Lebih lanjut, Misbakhun menjelaskan bahwa dampak nyata dari anjloknya nilai tukar Rupiah lebih dirasakan oleh sektor impor serta kalangan masyarakat yang sering bepergian ke luar negeri. Ia menegaskan bahwa kondisi fluktuasi mata uang saat ini harus menjadi pengingat bagi Bank Indonesia (BI) untuk memperhatikan arahan kebijakan Presiden Prabowo agar nilai Rupiah dapat kembali dikendalikan ke level yang ideal.
Rupiah Perlu Dikendalikan
“Rupiah harus dikendalikan nilainya dan dikembalikan ke posisi ideal, karena pelemahan ini memberikan pengaruh besar kepada pihak-pihak yang selama ini bertransaksi menggunakan dolar,” tambahnya. Misbakhun juga menyoroti risiko kenaikan inflasi akibat harga bahan baku impor yang menjadi lebih mahal. Ia mencatat bahwa nilai tukar Rupiah saat ini telah melampaui asumsi makro dalam APBN 2024 dengan selisih lebih dari seribu Rupiah.

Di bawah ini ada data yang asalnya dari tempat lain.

Issue #438, opened 2021-12-24
Add support Read+Seek trait


tsubakisakura:
Hello!

I have tried restoring VarStore from ```std::io::File```, ```std::io::Cursor```, etc, but there was no direct loading API.
So, I thought it would be convenient if the following APIs were available in the VarStore.

~~~
pub trait ReadStream : Read+Seek {}

impl VarStore {
    ...
    pub fn load_from_stream<S: ReadStream>(&mut self, stream: S) -> Result<(), TchError>
    ...
}
~~~

libtorch has a ```torch::jit::load``` function that takes ```caffe2::serialize::ReadAdapterInterface```.
If I implemented this, it seemed to connect to the Rust side. I tried to implement it and it worked fine.
How about an API like this? If this API policy is acceptable, I will make a pull request.

Thanks.

LaurentMazare:
Hello,
Sounds like an interesting idea. Could you say a bit more about the potential use case for this, how the api would look like and what would have to be implemented? I just gave a quick look at `caffe2::serialize::ReadAdapterInterface` and it seems very generic so it's a bit unclear to me what aspects you would want to cover here.

tsubakisakura:
Thank you for your reply!

I have already implemented the required implementation code, so I pushed it.
https://github.com/tsubakisakura/tch-rs/commit/f4714da233ab2101174539a52a66b1555a7fa50b

My real purpose is to get the thread to do the job as much as possible.
That's why I wanted to run disk I/O in a separate thread.
The thread does not need disk access if ```std::io::Cursor``` is available.

But I realized there might be another way.
The I/O thread can use ```Tensor::load_multi``` if the VarStore can be initialized with ```Vec<(String,Tensor)>```.
This seems to be more efficient because the deserialization process can be done by the I/O thread.

LaurentMazare:
Thanks, the change looks fairly reasonable, happy to get some PR with it. Two small points:
- Could the `at_load_from_stream_callback_with_device` and `at_load_from_stream_callback` C++ functions be shared, e.g. using a device of -1 to represent the case where no device was provided?
- Could the `extern "C"` bits be moved to `torch_api.h` rather than `torch_api.cpp` (similar to all the other functions)?

tsubakisakura:
Thank you for your feedback and reviews!

Since ```Device::Cpu.c_int()``` is also -1, ```at_load_from_stream_callback``` cannot determine whether the default argument or ```Device::Cpu``` was specified.
[...]

PR #441, opened 2022-01-04
Add Read+Seek trait and Write trait support

tsubakisakura:
see also: https://github.com/LaurentMazare/tch-rs/issues/438

### DIFF
--- a/torch-sys/src/io.rs
+++ b/torch-sys/src/io.rs
@@ -21,7 +21,7 @@ extern "C" fn tch_write_stream_write(
     unsafe {
         let boxed_stream = stream_ptr as *mut Box<dyn Write>;
         let buffer = std::slice::from_raw_parts(buf, size);
-        match (*boxed_stream).write(&buffer) {
+        match (*boxed_stream).write(buffer) {
             Ok(x) => {
                 *out_size = x;
                 true
--- a/torch-sys/src/io.rs
+++ b/torch-sys/src/io.rs
@@ -3,11 +3,6 @@ use std::io::{Read, Seek, SeekFrom, Write};
 
 pub trait ReadStream: Read + Seek {}
 
-impl ReadStream for std::fs::File {}
-impl ReadStream for std::io::Cursor<Vec<u8>> {}
-impl ReadStream for std::io::Cursor<&[u8]> {}
-impl<T: Read + Seek> ReadStream for std::io::BufReader<T> {}
-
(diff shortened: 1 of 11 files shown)


torch-sys/src/io.rs
```diff
@@ -0,0 +1,80 @@
+use libc::{c_void, size_t};
+use std::io::{Write, Read, Seek, SeekFrom};
+
+pub trait ReadStream : Read+Seek {}
```
LaurentMazare, line 4: Is there a reason for adding a new trait rather than relying on the existing `Read` and `Seek` one? Having a different trait here makes it harder for user to use this on types that are not defined in their crate and that would implement both `Read` and `Seek` (they can wrap the type but this doesn't sound ideal).

torch-sys/src/io.rs
```diff
@@ -0,0 +1,80 @@
...
+
+impl ReadStream for std::fs::File {}
+impl ReadStream for std::io::Cursor<Vec<u8>> {}
+impl ReadStream for std::io::Cursor<&[u8]> {}
+impl<T:Read+Seek> ReadStream for std::io::BufReader<T> {}
+
+#[no_mangle]
+extern fn tch_write_stream_destructor(stream_ptr: *mut c_void) {
+    unsafe {
+        let _ : Box<Box<dyn Write>> = Box::from_raw(stream_ptr as *mut Box<dyn Write>);
```
LaurentMazare, line 14: Calling `drop(Box::from_raw(...))` might be slightly clearer than `let _ = `.

LaurentMazare:
Could you please run `rustfmt` and `clippy`? This would help getting the CI happy.

tsubakisakura:
I have created an internal adapter that implements ReadStream so that Read + Seek is sufficient as an external interface. how is it?
(The ReadStream trait is needed to erase the type information, so I decided to use it only internally.)

LaurentMazare:
Sorry for the delay, looks pretty good to me except that rustfmt seems to fail in the CI. Would you mind running it again?

tsubakisakura:
I'm sorry, I didn't notice that the latest branch ```rustfmt.toml``` has been updated.
Updated and rebased.

LaurentMazare (approved):

LaurentMazare:
Merged, thanks for the PR.

tsubakisakura:
Thank you for merging! 😀

PR #444, opened 2022-01-17
lstm/gru: use Borrow<Path> instead of &var_store::Path

slckl:
This changes `nn::rnn::lstm()` and `nn::rnn::gru()` function signatures to take in a `Borrow<Path>` instead of a `&Path`, similar to how it's done seemingly everywhere else.

Without this, lstm/gru creation is slightly less ergonomic than other layers. Example of inconsistency:

```Rust
let embed = nn::embedding(
    // we can easily use "/" for custom path and don't have to reborrow whole thing manually
    &vs.root() / "embed",
    ..
);
let lstm = nn::lstm(
    // have to manually borrow the result of the "/" expression...
    &(&vs.root() / "lstm"),
    ..
);
```

This should be backwards-compatible.

### DIFF
--- a/src/nn/rnn.rs
+++ b/src/nn/rnn.rs
@@ -1,5 +1,6 @@
 //! Recurrent Neural Networks
 use crate::{Device, Kind, Tensor};
+use std::borrow::Borrow;
 
 /// Trait for Recurrent Neural Networks.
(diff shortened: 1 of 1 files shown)


LaurentMazare (approved):

LaurentMazare:
Merged, thanks for the PR!

Issue #434, opened 2021-12-02
example/mnist/mnist_conv.rs run failed 


ChenHuaYou:
if i run the example in main branch i would failed.    
 Running `target/debug/examples/mnist conv`
[...]

PR #446, opened 2022-01-20
Patch mnist_conv example (see #434)

daviddao:
Currently in the mnist examples, `mnist_conv.rs` panics because `dropout_` is changing a value in-place. Changing it to `dropout` fixes the issue (see #434)


LaurentMazare (approved):

LaurentMazare:
Merged, thanks for the fix!

PR #448, opened 2022-01-22
Use Iter2's device instead of hardcoding CPU for shuffle method

ViliamVadocz:
Previously this would crash if `self.xs` or `self.xy` was on CUDA because it the tensor used in `index_select` was on a different device.

All tests pass.
I have tested this with and without CUDA and it doesn't crash.
I have not checked the correctness of the output, but I assume it is correct, since it is such a small change I don't see how it could go wrong.


LaurentMazare (approved):

LaurentMazare:
Merged, thanks for catching and fixing this!

PR #450, opened 2022-01-24
use std::fs::read instead of manual BufReader in data::TextData::new()

slckl:
hi, sry, another drive-by "improvement"

`TextData::new()` function manually creates a `BufReader` around `File`, and then calls `read_to_end` on it to read all the data in memory. In `read_to_end` case, `BufReader` actually defers to inner's implementation, in this case `File`'s impl, we can easily verify this here: https://doc.rust-lang.org/stable/src/std/io/buffered/bufreader.rs.html#313

But for handling `File::read_to_end()` into a `Vec<u8>`, Rust's std library has a nice convenience method ready to go: `std::fs::read()`

This PR merely calls the stdlib convenience function for reading file into vec of bytes. This should have no measurable performance impact. The code is a bit shorter, though.

### DIFF
--- a/src/data.rs
+++ b/src/data.rs
@@ -1,8 +1,6 @@
 //! Dataset iterators.
 use crate::{kind, kind::Kind, Device, IndexOp, TchError, Tensor};
 use std::collections::HashMap;
-use std::fs::File;
-use std::io::{BufReader, Read};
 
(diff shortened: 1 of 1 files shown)


LaurentMazare (approved):

LaurentMazare:
Looks good, thanks for the PR.

PR #451, opened 2022-01-25
Support TorchScript objects

AlexanderEkdahl:
This PR allows interacting with TorchScript Classes:

```
@torch.jit.script
class TorchScriptClass:
    def __init__(self, x: torch.Tensor):
        self.x = x

    def y(self) -> torch.Tensor:
        return self.x * 2

@torch.jit.script
def foo_6(x: torch.Tensor):
    return TorchScriptClass(x)
 ```
 
Currently, the user would encounter `unsupported tagObject` when running any model that returns a TorchScript class.

### CODE REVIEW

File: src/wrappers/jit.rs [hunk 1]
```diff
@@ -9,6 +9,7 @@ use torch_sys::*;
 
 /// Argument and output values for JIT models.
 #[derive(Debug, PartialEq)]
+#[non_exhaustive]
```
AlexanderEkdahl, line 12: https://doc.rust-lang.org/reference/attributes/type_system.html#the-non_exhaustive-attribute

torch-sys/libtch/torch_api.cpp
```diff
@@ -1280,6 +1281,17 @@ void ati_to_tensor_list(ivalue i,
   )
 }
 
+ivalue ati_object_method_(ivalue i, char *method_name, ivalue *ivalues, int nivalues) {
```
LaurentMazare, line 1284: Could we avoid using the same `i` name for the input ivalue and the for loop iteration below?

LaurentMazare:
Looks pretty good, I've just put one cosmetic comment in the review.

torch-sys/libtch/torch_api.cpp
AlexanderEkdahl: I creatively renamed it to `j`. I agree on the change but I was mostly following existing patterns which used `i`.

AlexanderEkdahl:
> Looks pretty good, I've just put one cosmetic comment in the review. Also `rustfmt` fails on the CI, could you ensure that it's run?

Sorry about that. I changed the variable name and ran `cargo fmt`.

LaurentMazare (approved):

LaurentMazare:
Thanks for making the changes, actually it seems that the new tests are not passing on macOS CI, would you mind taking a look at whether there is anything that could be done to fix this? [CI details](https://github.com/LaurentMazare/tch-rs/runs/5042183928?check_suite_focus=true)

AlexanderEkdahl:
```
---- save_and_load_from_stream_var_store stdout ----
thread 'save_and_load_from_stream_var_store' panicked at 'called `Result::unwrap()` on an `Err` value: Os { code: 2, kind: NotFound, message: "No such file or directory" }', tests/var_store.rs:112:57
```

The failure doesn't look related to this change? I developed this feature on a Linux platform but I could take a look to see if I can reproduce on my Mac.

LaurentMazare:
Oh right, I got confused as this other PR landed a couple days ago, agreed that it doesn't seem related to this PR so I'll merge it.

PR #467, opened 2022-03-29
Expose set graph executor optimize.

vcarpani:
This PR exposes `torch::jit::setGraphExecutorOptimize()`.

I tested it and the behavior of the network changes (reduces the amount of warmups needed), but it is not as effective as in the original C++ implementation, so I am open to any suggestions on how to improve this

### DIFF
--- a/src/wrappers/jit.rs
+++ b/src/wrappers/jit.rs
@@ -701,6 +701,15 @@ pub fn set_profiling_mode(b: bool) {
     f_set_profiling_mode(b).unwrap()
 }
 
+pub fn f_set_graph_executor_optimize(b: bool) -> Result<(), TchError> {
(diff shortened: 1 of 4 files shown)


LaurentMazare (approved):

LaurentMazare:
Thanks for the PR, looks like there is a clippy lint failure in the CI, would mind fixing it?

LaurentMazare:
Merged, thanks for the PR!

de-vri-es:
Would it be possible to get a minor/patch (0.7.1) release for this feature? It would be really useful for us :)

LaurentMazare:
Sure, I've messed things up with 0.7.1 but 0.7.2 should now be available via crates.io and hopefully fine.

de-vri-es:
Awesome, thank you!

PR #468, opened 2022-03-30
add more dbtype for read_npy which already support by tensor

any35:
When working with numpy, I found that the full supported types of tensor are:
  float64, float32, float16,
  complex64, complex128,
  int64, int32, int16, int8,
  uint8, and bool.

So I add some code to support read all support dbtype of numpy files to tensor.


LaurentMazare:
Merged, thanks for the PR.

PR #470, opened 2022-04-01
Added an example that runs a custom trained classifier on webcam feed.

metobom:
I added a simple example that shows how to run our custom-trained PyTorch models on a webcam with OpenCV and tch-rs. The example runs on GPU.
* EDIT1: Current version works on a video. But since opencv-rust has the same usage as Python and C++, it should be easy to make it work on a webcam. 
* EDIT2: I added the command for running the example on webcam.


LaurentMazare:
Thanks for working on this, looks like a great demo. That said I'm not thrilled by the idea of adding a dependency to opencv (at least it should be a dev-dependency) nor by having the large binary example/model weights in the repo. What about instead you put this example in its own repo / create a separate crate for it? And we can certainly add a link to it from the main readme so that it's easy for users to discover.

metobom:
Here I created a repo: https://github.com/metobom/tchrs-opencv-webcam-inference

LaurentMazare:
Great! I've added a pointer to it with a short description in the main readme.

Sebelumnya, Presiden Prabowo Subianto menanggapi gejolak nilai tukar Rupiah yang menyentuh angka Rp 17.600 per dolar AS dengan sikap santai. Dalam peresmian 1.061 Koperasi Desa Merah Putih di Nganjuk, Jawa Timur, Sabtu (16/5), Prabowo menegaskan bahwa kondisi ekonomi Indonesia tetap kuat dan stabil.
Dalam kesempatan tersebut, Presiden melontarkan seloroh terkait pengelolaan keuangan negara. Ia menyebut bahwa selama Menteri Keuangan, Purbaya Yudhi Sadewa, masih bisa tersenyum, maka masyarakat tidak perlu khawatir berlebihan terhadap kurs dolar.
“Ada yang mengurus keuangan, Purbaya. Sekarang populer sekali Purbaya ini. Selama Purbaya bisa senyum, tenang saja, tidak usah khawatir itu, mau dolar berapa ribu pun,” ujar Prabowo.
Presiden kembali menekankan bahwa pelemahan Rupiah tidak berdampak langsung bagi masyarakat di desa karena aktivitas ekonomi mereka menggunakan mata uang Rupiah. Sambil berkelakar di hadapan para menteri dan pengusaha, Prabowo menyebut bahwa pihak yang seharusnya merasa pusing dengan kondisi ini hanyalah mereka yang sering bepergian ke luar negeri.
“Kan kalian di desa-desa tidak pakai dolar. Yang pusing itu yang suka keluar negeri. Hayo, siapa nih?” ucap Prabowo yang langsung disambut tawa oleh para hadirin.
Ringkasan
Presiden Prabowo Subianto menegaskan bahwa masyarakat tidak perlu panik atas pelemahan nilai tukar Rupiah karena dampaknya tidak dirasakan langsung oleh warga di pedesaan. Ketua Komisi XI DPR RI, Mukhamad Misbakhun, mendukung pernyataan tersebut dan menilai pesan Presiden bertujuan menjaga stabilitas emosional masyarakat di tengah fluktuasi mata uang.
Kendati demikian, Misbakhun mendesak Bank Indonesia untuk segera mengambil langkah konkret agar nilai Rupiah kembali ke level ideal sesuai asumsi APBN. Pihak legislatif menyoroti risiko inflasi akibat kenaikan harga bahan baku impor yang terdampak pelemahan mata uang, sehingga pengendalian kurs sangat diperlukan untuk melindungi sektor yang bergantung pada transaksi dolar.